Academy & Industry Research Collaboration Center (AIRCC)

Volume 11, Number 14, September 2021

Creating Multi-Scripts Sentiment Analysis Lexicons for Algerian, Moroccan and Tunisian Dialects

  Authors

K. Abidi and K. Smaili, Loria - University Lorraine, France

  Abstract

In this article, we tackle the issue of sentiment analysis in three Maghrebi dialects used in social networks. More precisely, we are interested by analysing sentiments in Algerian, Moroccan and Tunisian corpora. To do this, we built automatically three lexicons of sentiments, one for each dialect. Each lexicon is composed of words with their polarities, a dialect word could be written in Arabic or in Latin scripts. These lexicons may include French or English words as well as words in Arabic dialect and standard Arabic. The semantic orientation of a word represented by an embedding vector is determined automatically by calculating its distance with several embedding seed words. The embedding vectors are trained on three large corpora collected from YouTube.
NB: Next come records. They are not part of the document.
PR #205, opened 2017-06-05
Introduce rubocop

bmarkons:
Why not automate style check? :policeman:

Rupocop is currently configured with `.rubocop.yml` checked out from https://github.com/rails/rails.

Though I've modified `Style/StringLiterals` to single quotes and commented out `Layout/IndentationConsistency`.

I ran `rubocop --auto-correct` so thats why all those files have been changed.

WDYT?


.rubocop.yml
```diff
@@ -0,0 +1,125 @@
...
+Layout/SpaceInsideHashLiteralBraces:
+  Enabled: true
+
+Layout/SpaceInsideParens:
+  Enabled: true
+
+# Check quotes usage according to lint rule below.
+Style/StringLiterals:
+  Enabled: true
+  EnforcedStyle: single_quotes
```
bmarkons: The most of project uses `'` instead of `"` for string literals. So I've enforced `'` though I would rather go with `"`.

What do you suggest, should I leave single quotes or switch to double quotes? :slightly_smiling_face:

Anyway we should be consistent with using quotes.

tgxworld: I actually rather not have to enforce it. To me it doesn't make a difference even if `"` is used without any interpolation.

bmarkons: I think it's good to be consistent with style, though it's not that crucial thing :)

noahgibbs:
Thanks for doing the --autocorrect in a separate commit :-) Looks fine to me.

Gemfile
```diff
@@ -20,6 +20,7 @@ gem 'coffee-rails'
 gem 'responders'
 gem 'jbuilder'
 gem 'msgpack'
+gem 'rubocop', require: false
```
tgxworld: Do we need rubocop in production?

The proposed approach is evaluated by using few existing annotated corpora in Tunisian and Moroccan dialects. For the Algerian dialect, in addition to a small corpus we found in the literature, we collected and annotated one composed of 10k comments extracted from Youtube. This corpus represents a valuable resource which is proposed for free.

  Keywords

Maghrebi Dialect, Word Embedding, Semantic Orientation.